The gearing adjustment acknowledges that the income statement need not
recognize the additional replacement cost of operating assets so far as they are financed
by debt. MWC, in the symbolic expression above, is the sum of trade accounts and notes
receivable, prepayments and inventories not subject to the cost-of-sales adjustment, less
any trade accounts and notes payable and accruals. MWCA is based on a change in the
relevant index applied to each element of MWC. The index for receivables reflects the
current cost of items included in the applicable cost of goods and services sold, while the
index for payables reflects the cost of items financed by the payables.

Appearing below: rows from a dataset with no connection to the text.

PR #283, opened 2026-06-05
fix(db): wrap deleteKanbanCard in a transaction with child-orphan nullification

kovesdan:
## Problem

`deleteKanbanCard` issues two independent DML statements (not wrapped in a
transaction):

```
src/db.ts, lines 1075-1078:
export function deleteKanbanCard(id: string): boolean {
  db.prepare('DELETE FROM kanban_comments WHERE card_id = ?').run(id)
  return db.prepare('DELETE FROM kanban_cards WHERE id = ?').run(id).changes > 0
}
```

Two failure modes:

**1. FK constraint crash (latent, activates when `PRAGMA foreign_keys = ON`)**

The schema at `db.ts:164` defines:

```
parent_id TEXT REFERENCES kanban_cards(id)
```

With FK enforcement on, deleting a parent card while any child still has
`parent_id = <deleted id>` raises `SQLITE_CONSTRAINT_FOREIGNKEY`.
better-sqlite3 defaults FK enforcement to OFF, so this is latent — but
enabling FK enforcement (a standard hardening step) would expose it
immediately on any delete of a parent card.

**2. Silent data corruption (present even with FK off)**

Children with a dangling `parent_id` survive the delete but cannot be reached
via the parent relationship. They do not appear under any parent in hierarchy
views. This is a silent data bug regardless of FK enforcement.

Additionally: the two statements are not atomic. A crash between the two
leaves comments deleted but the card intact, or (less likely but possible
under concurrent load) partial state.

## Fix

Wrap all three mutations in `db.transaction()` in FK-safe order:

1. `DELETE kanban_comments WHERE card_id = ?` — removes comment FK refs
2. `UPDATE kanban_cards SET parent_id = NULL WHERE parent_id = ?` — promotes
   children to root-level cards rather than leaving dangling references
3. `DELETE kanban_cards WHERE id = ?`

The `'ongoing'` status migration that appears in our internal fork is
**not included** — that is a fork-specific kanban feature. The offerable
nucleus is the 6-line `deleteKanbanCard` body only.

## Verification

- **4 contract tests** added to `src/__tests__/kanban-delete-fk.test.ts`.
  All call the real `deleteKanbanCard` entry point against an in-memory
  database seeded with the production schema via `initDatabase(':memory:')`:
  1. Deletes a solo card (no comments, no children) → returns `true`
  2. Returns `false` for a non-existent card ID
  3. Deletes card AND its comments atomically (comments gone after delete)
  4. Nullifies `parent_id` on children instead of leaving dangling references
- **Mental-revert evidence**: reverting to the pre-fix two-statement version
  causes test 4 to fail: `getKanbanCard('child-1').parent_id` returns
  `'parent-1'` (dangling reference) instead of `null`.
- **Full upstream suite**: 931/931 passes (pre-existing 4 `managed-settings`
  failures on Linux unrelated; +4 new tests from this branch).

## Origin

The upstream `deleteKanbanCard` at 5b03bf4 (db.ts:1075) is byte-identical
to the pre-fix version.

---

### DIFF
--- a/src/__tests__/kanban-delete-fk.test.ts
+++ b/src/__tests__/kanban-delete-fk.test.ts
@@ -1,0 +1,71 @@
+// Contract tests for deleteKanbanCard transactional FK safety.
+//
+// Root cause: the pre-fix deleteKanbanCard issued two independent DML
+// statements (DELETE comments, DELETE card). When foreign-key enforcement
+// is enabled (`PRAGMA foreign_keys = ON`), deleting a parent card that
+// still has children with a non-null parent_id fails with
+// SQLITE_CONSTRAINT_FOREIGNKEY. Even with FK off (the better-sqlite3
+// default), orphaned children with a dangling parent_id are a data bug:
+// they do not appear under any parent in hierarchy views and cannot be
+// reached via the parent relationship.
+//
+// Fix: wrap all three mutations in db.transaction():
+//   1. DELETE comments referencing the card.
+//   2. UPDATE children: SET parent_id = NULL (promote to root-level).
+//   3. DELETE the card.
+//
+// These tests call deleteKanbanCard (the real production entry point) on
+// an in-memory database seeded with the production schema.
+
+import { describe, it, expect, beforeEach } from 'vitest'
+import { initDatabase, createKanbanCard, getKanbanCard, addKanbanComment, getKanbanComments, deleteKanbanCard } from '../db.js'
+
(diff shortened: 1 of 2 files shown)


Szotasz:
Merged to `develop` via 6894478 (cherry-picked clean onto develop + combined build/test green). Köszi! A PR base=main volt; a változás a develop-on van, innen promotálódik main-re a következő release-kor.

PR #284, opened 2026-06-05
fix(message-router): never abandon a report to an alive-but-busy session

kovesdan:
## Problem

`startMessageRouter()` checks `ageMs > MESSAGE_ABANDON_WINDOW_MS` at the
**top** of the loop, **before** the session-existence check:

```
src/web/message-router.ts, lines 59-67 at 5b03bf4:
      const ageMs = now - msg.created_at * 1000
      if (ageMs > MESSAGE_ABANDON_WINDOW_MS) {
        logger.warn({ ... }, 'Agent message abandoned: target never ready within window')
        if (!markMessageFailed(msg.id, 'Abandoned: target session never ready within retry window')) { ... }
        routerLoggedMisses.delete(msg.id)
        continue
      }
      // ...
      let sessionExists = false
      try { ... } // ← existence check happens only AFTER abandon
```

The loop comment at line 44 even admits "(... / stays busy) is marked
failed" — the code matched the comment, but the comment described a bug.

**Effect**: a message to the main session that has been continuously alive
but busy (dense heartbeats, a long coding turn, or a sub-agent running for >1h)
is marked `status='failed'` at the 1h mark even though the session was running
the entire time. The sender gets no delivery confirmation; the message is
silently lost from the queue.

**Incident**: two sub-agent completion reports were discarded while the main
session was continuously alive.

## Fix

Gate the abandon decision on **both** conditions:
1. The session is **absent** (`sessionExists === false`)  AND
2. The message has been waiting past `MESSAGE_ABANDON_WINDOW_MS`

Extract the decision into a `shouldAbandon(sessionExists, ageMs, windowMs)`
pure function (exported for testing) and use it in the loop. A message to a
session that EXISTS is never abandoned — it keeps retrying on every 5s tick and
will be delivered in the next idle gap regardless of how long the session has
been busy.

The session-existence check is moved **before** the abandon gate — this is the
structural fix.

## Verification

- **4 contract tests** in `src/__tests__/router-abandon.test.ts`. All call
  `shouldAbandon` directly (the real production entry point):
  1. Returns `false` when session **exists**, regardless of age (the bug case)
  2. Returns `false` when session absent but **within** the window
  3. Returns `true` when session absent AND **past** the window
  4. Returns `false` at the exact window boundary (strict `>`, not `>=`)
- **Mental-revert evidence**: reverting `shouldAbandon` to the pre-fix logic
  (`return ageMs > windowMs` — ignoring `sessionExists`) causes test 1 to fail:
  `Expected: false, Received: true` for `shouldAbandon(true, window+1, window)`.
- **Full upstream suite**: 931/931 passes (pre-existing 4 `managed-settings`
  failures on Linux unrelated; +4 new tests from this branch).

## Origin

Change is self-contained to `src/web/message-router.ts`; no fork-specific
logic included.

---

### DIFF
--- a/src/__tests__/router-abandon.test.ts
+++ b/src/__tests__/router-abandon.test.ts
@@ -1,0 +1,47 @@
+// Contract tests for shouldAbandon: router never drops a report to a
+// busy-but-alive session.
+//
+// Root cause: the pre-fix startMessageRouter() checked `ageMs > window`
+// BEFORE the session-existence check (message-router.ts:59-67). So a
+// message sent to the main session, which stays alive but busy (dense
+// heartbeats or a long turn), was marked "failed" at the 1h abandon mark
+// even though the session never actually went away. Two completion reports
+// were silently discarded in the incident that exposed this.
+//
+// Fix: abandon ONLY when the session is ABSENT for the full window.
+// shouldAbandon(sessionExists, ageMs, windowMs) is the pure decision
+// function extracted from the loop body; the contract tests pin it.
+
+import { describe, it, expect } from 'vitest'
+import { shouldAbandon } from '../web/message-router.js'
+
+const WINDOW_MS = 60 * 60 * 1000 // 1 hour, same as MESSAGE_ABANDON_WINDOW_MS
+
+describe('shouldAbandon: abandon only when session is absent past the window', () => {
+  it('returns false when session exists regardless of age', () => {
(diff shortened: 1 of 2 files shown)


Szotasz:
Merged to `develop` via 1723d5d (cherry-picked clean onto develop + combined build/test green). Köszi! A PR base=main volt; a változás a develop-on van, innen promotálódik main-re a következő release-kor.

PR #285, opened 2026-06-05
fix(pane-state): scope esc-to-interrupt busy-check to live footer region

kovesdan:
## Problem

`detectPaneState()` scans `BUSY_INDICATORS` against the **full pane string**.
The first entry, `/\besc to interrupt\b/`, is present in Claude Code's footer
during an active turn — but the same phrase can also appear verbatim in
scrollback content: watchdog reports, log excerpts, or a tool-call output that
quoted the phrase.

When that happens, `detectPaneState` returns `'busy'` on every poll, the
scheduler skips injection, and the session is effectively locked out of
receiving new messages until the scrollback clears or the session restarts.
**Observed: 81 consecutive scheduler retries on a session whose scrollback
contained the phrase in a log line.**

Location in the code at 5b03bf4:

```
src/pane-state.ts, line 76 — BUSY_INDICATORS array, first entry:
  /\besc to interrupt\b/

src/pane-state.ts, lines 216-218 — detectPaneState busy-scan loop:
  for (const rx of BUSY_INDICATORS) {
    if (rx.test(pane)) return 'busy'  // ← scans the WHOLE pane string
  }
```

Note that `detectsThinkingBlockError` already scopes its check to the live
tail via `ERROR_LIVE_TAIL_LINES`, and the module comment on `BUSY_INDICATORS`
says "`esc to interrupt` is the footer-scoped fallback" — but the code did not
enforce the scope.

## Fix

- Remove `/\besc to interrupt\b/` from the whole-pane `BUSY_INDICATORS` loop.
- Introduce `BUSY_ESC_TO_INTERRUPT_RX` and `LIVE_FOOTER_REGION_LINES = 5`.
- After the `BUSY_INDICATORS` loop, check `BUSY_ESC_TO_INTERRUPT_RX` only
  against the bottom `LIVE_FOOTER_REGION_LINES` lines — the region where
  Claude Code actually appends `· esc to interrupt` during a live turn.
  That region cannot contain deep-scrollback prose quotes.
- Apply the same footer-region guard in `shouldRetrySubmit` (which uses the
  same `BUSY_INDICATORS` loop for its busy-guard), keeping both entry points
  consistent.

The change is ~15 lines in `src/pane-state.ts`. No other files touched.

## Verification

- **Ported contract tests** added to `src/__tests__/pane-state.test.ts`:
  1. Idle when `"esc to interrupt"` appears only in scrollback prose → `'idle'`
     (was: `'busy'`, the bug)
  2. Busy when the phrase appears on the real footer line → `'busy'` (normal
     live-turn case still detected)
- **Full upstream suite**: 121/121 tests in `pane-state.test.ts` pass; 927/927
  total suite passes (pre-existing 4 `managed-settings` failures on Linux are
  unrelated macOS-path tests present before this change).
- **Mental-revert evidence**: reverting the fix (putting `/\besc to interrupt\b/`
  back into `BUSY_INDICATORS` and removing the footer-region check) causes
  test 1 to fail with `Expected: 'idle', Received: 'busy'`.

## Origin

Found and fixed in production on a fork; no external incident details.
The fix is self-contained in `src/pane-state.ts` with no fork-specific
dependencies.

---

### DIFF
--- a/src/__tests__/pane-state.test.ts
+++ b/src/__tests__/pane-state.test.ts
@@ -1238,3 +1238,44 @@ describe('decideStuckInputRecovery', () => {
     expect(d.next.attempts).toBe(0)
   })
 })
+
+// ---------------------------------------------------------------------------
+// Contract tests: esc-to-interrupt live-region scoping (port from kovesdan/marveen)
+//
+// Root cause: a watchdog report or log output that quotes "esc to interrupt"
+// anywhere in the scrollback permanently classified an otherwise-idle session
+// as busy (81-retry starvation incident). The fix scopes the phrase check to
+// the bottom LIVE_FOOTER_REGION_LINES of the pane.
+// ---------------------------------------------------------------------------
+describe('detectPaneState: esc-to-interrupt scoped to live footer region', () => {
+  const SEP_R = '─'.repeat(80)
+
+  it('classifies as idle when "esc to interrupt" appears only in scrollback prose', () => {
+    // A watchdog report or tool-call output that QUOTES the phrase somewhere
+    // above the live input box. With whole-pane scanning this would pin the
+    // session as busy forever; scoped to the footer region it is correctly idle.
+    const pane = [
+      '  [watchdog report]: session was busy, waiting for esc to interrupt signal',
+      '  (scrollback content continues)',
+      '',
+      SEP_R,
+      '❯ ',
+      SEP_R,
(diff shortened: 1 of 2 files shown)


Szotasz:
Merged to `develop` via 97b33fc+377b8f6 (cherry-picked clean onto develop + combined build/test green). Köszi! A PR base=main volt; a változás a develop-on van, innen promotálódik main-re a következő release-kor.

The gearing adjustment is derived by multiplying the sum of the three current cost
adjustments (for depreciation, cost of sales and monetary working capital) by the ratio of
net borrowings to net operating assets. Net borrowings are the difference between all
liabilities and provisions fixed in monetary terms, other than those in MWC, and all
current assets , other than those subject to a cost-of-sales adjustment and those included
in MWC. Net operating assets include fixed assets, inventories and MWC disclosed in
the reporting entity’s historical cost balance sheet.

Page 278b

In Exhibit 7-10, the exchange rates for the year 20X0 should all be 1/1.800, including
those used to translate cash and equipment, net. The translated cash figure for 20X0
should be 1,389, not 389.

Page 288b

At the end of the 3rd paragraph in Case 7-1: Kashmir Enterprises, the figure Rpe480,000
should be Rpe4,480,000.
b
We are grateful to Cheryl Fulkerson for bringing these typos to our attention.